The non-prescribed benefit is made significant by the provision (in the buy-sell agreement) to credit the value of the death/disability benefit against the amount the remaining principals owe for the departing owner’s share of the business. It has been reported that the above approach has been taken in a private binding ruling issued by the ATO. 

Would an alternative approach be possible?  
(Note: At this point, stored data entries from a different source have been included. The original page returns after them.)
PR #158, opened 2018-11-30
Added initial example of builtin kernel

Ruyk:
This patch adds an example usage of the Codeplay extension CP018 (https://github.com/codeplaysoftware/standards-proposals/blob/master/builtin_kernels/index.md) , which will be part of the upcoming 1.0.3 release.

### DIFF
--- a/samples/builtin-kernel-example/builtin-kernel-example.cpp
+++ b/samples/builtin-kernel-example/builtin-kernel-example.cpp
@@ -1,6 +1,6 @@
 /***************************************************************************
  *
- *  Copyright (C) 2016 Codeplay Software Limited
+ *  Copyright (C) 2018 Codeplay Software Limited
  *  Licensed under the Apache License, Version 2.0 (the "License");
  *  you may not use this file except in compliance with the License.
  *  You may obtain a copy of the License at
@@ -31,9 +31,11 @@
 #include <array>
 #include <iostream>
 
+using namespace cl::sycl;
+
 int main() {
 
-  queue testQueue(TEST_SELECTOR, TEST_ASYNC_HANDLER);
+  queue testQueue;
   context testContext = testQueue.get_context();
 
   device dev = testContext.get_devices()[0];
--- a/samples/builtin-kernel-example/builtin-kernel-example.cpp
+++ b/samples/builtin-kernel-example/builtin-kernel-example.cpp
@@ -1,0 +1,119 @@
+/***************************************************************************
+ *
+ *  Copyright (C) 2016 Codeplay Software Limited
+ *  Licensed under the Apache License, Version 2.0 (the "License");
+ *  you may not use this file except in compliance with the License.
+ *  You may obtain a copy of the License at
+ *
+ *      http://www.apache.org/licenses/LICENSE-2.0
+ *
+ *  For your convenience, a copy of the License has been included in this
+ *  repository.
+ *
+ *  Unless required by applicable law or agreed to in writing, software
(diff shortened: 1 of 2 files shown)


samples/builtin-kernel-example/builtin-kernel-example.cpp
```diff
@@ -0,0 +1,119 @@
...
+ **************************************************************************/
+
+#include <CL/sycl.hpp>
+
+#include <array>
+#include <iostream>
+
+int main() {
+
+  queue testQueue(TEST_SELECTOR, TEST_ASYNC_HANDLER);
```
DuncanMcBain: This is missing `cl::sycl::`, or `using namespace` elsewhere in the file. I think for a sample, either is fine.
This is also using the TEST_SELECTOR stuff, which isn't available in the SDK - probably suffices to replace with a default_selector and a handler that simply throws the first exception, with optional output.

samples/builtin-kernel-example/builtin-kernel-example.cpp
```diff
@@ -0,0 +1,119 @@
...
+
+    testQueue.submit([&](handler& cgh) {
+      auto accIn = buf.get_access<access::mode::read>(cgh);
+      auto accOut = bufOut.get_access<access::mode::write>(cgh);
+
+      /* Using the OpenCL interoperability to set the kernel 
+       * arguments to match the accessors to the builtin kernel
+       * arguments.
+       */
+      cgh.set_arg(0, accIn);
```
DuncanMcBain: Can we use `handler::set_args` here?

samples/builtin-kernel-example/builtin-kernel-example.cpp
```diff
@@ -0,0 +1,119 @@
...
+      return 0;
+  }
+
+  /*
+   * The only builtin kernel supported by this example is the
+   * ComputeAorta copy buffer, defined as:
+   *    copy_buffer(__global * in, __global * out)
+   * And copies input into output.
+   */
+  const std::string kAortaTestKernelName{"copy_buffer"};
```
DuncanMcBain: Not super keen on the `k` for constant naming convention, but it's no big deal. `copy_buffer_kernel` might be more informative (though perhaps you want to preserve the ComputeAorta name?).

samples/builtin-kernel-example/builtin-kernel-example.cpp
Ruyk: That was the wrong commit actually, updated now.

samples/builtin-kernel-example/builtin-kernel-example.cpp
Ruyk: Why? this is the current usage in the SYCL spec

samples/builtin-kernel-example/builtin-kernel-example.cpp
Ruyk: I have to preserve that kernel name or it cannot be tested on Aorta.

samples/builtin-kernel-example/builtin-kernel-example.cpp
DuncanMcBain: It's by no means necessary, but I thought that the varags version would be nicer - no big deal though!

samples/builtin-kernel-example/builtin-kernel-example.cpp
DuncanMcBain: I meant the name of the variable sorry, not the string it is containing - again, not a necessary change!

Consider the following suggestion:  

  •  In substance, the purpose of the cover is to provide permissible death/disability benefits to the life insured/their beneficiaries in the form of compensation for a non-superannuation retirement nest egg;  
  •  The provision of a collateral benefit to the other business principals is simply an unavoidable (as opposed to purposeful or deliberate) consequence of pursuing the object of providing permissible benefits; 
  •  There is no extra cost - above what the fund’s already paying to provide the insured death/disability benefit - for the collateral benefit; 
  •  While the value of insurance cover is determined by reference to the value of the business interest, this represents the life insured’s non-superannuation nest egg of permissible benefits (including death and disability benefits); 
  •  Providing cash flow benefits to the member may be an unavoidable consequence of ensuring - through access to Superannuation Guarantee (SG) contributions or accumulated superannuation savings to pay for insurance premiums - the provision of death/disability benefits; and 
  •  Tax deductibility of premiums may have influenced the fund, but is also an unavoidable consequence of providing death/disability benefits with the high confidence that having access to SG contributions and accumulated savings affords. 

Beyond SMSFs 

Another question is, does it matter whether the super fund is an SMSF or another fund? Could a public offer fund that allows a member to hold insurance in the fund breach the sole purpose test if the insurance is for buy-sell (or other non-prescribed) purposes, and; 

  •  The fund’s trustee is willing to provide a member with insurance where the insurer has underwritten the policy on the basis that the cover is to fund a buy-sell agreement 
  •  The member doesn’t sign a sole purpose declaration or, for example, the sum insured is a lot higher than the average level of personal insurance for their demographic? 

Where to from here? 

So, should the Government allow buy-sell in super? Let’s look at the pros and cons. On the positive side: 

  •  The practical effect of buy-sell in super is to ensure the insured business owner’s business interest can be received as cash on the member’s death or disability - this seems consistent with a broad objective of superannuation: to provide benefits to members or their beneficiaries on the member’s death or disability 
  •  Superannuation provides business owners who may not otherwise be able to access insurance with the opportunity to take out cover through automatic acceptance 
  •  Superannuation helps business owners fund premiums even when cash flow is tight 

On the negative side: 

  •  In relation to TPD, from 1 July 2014 no new policies that aren’t consistent with the 'permanent incapacity’ definition in SIS are allowed in super - a product solution for TPD may be split TPD, where that part of the cover to provide a benefit in circumstances beyond permanent incapacity are owned by a non-superannuation entity 
  •  There may be tax on death or disability benefits from super - a solution is to gross up the sum insured, and any tax savings from holding insurance in super may offset the extra premium cost 
  •  Retirement savings can be depleted - a solution is to make extra contributions to cover the premiums; even where the member has already reached their concessional contributions cap, the fund could claim a deduction for the premiums and may be able to pass that benefit into the member’s super account 

Conclusion 

If you do take the view that the Government should allow buy-sell in super, what would need to be done? We await guidance, beyond private rulings, from the regulators. Short of a broader interpretation of the sole purpose test being adopted, SIS may need to be amended. Such reform has the potential to draw a clear line between acceptable and unacceptable buy-sell in super. 

Dimitri Diamantes is technical services manager at Asteron Life.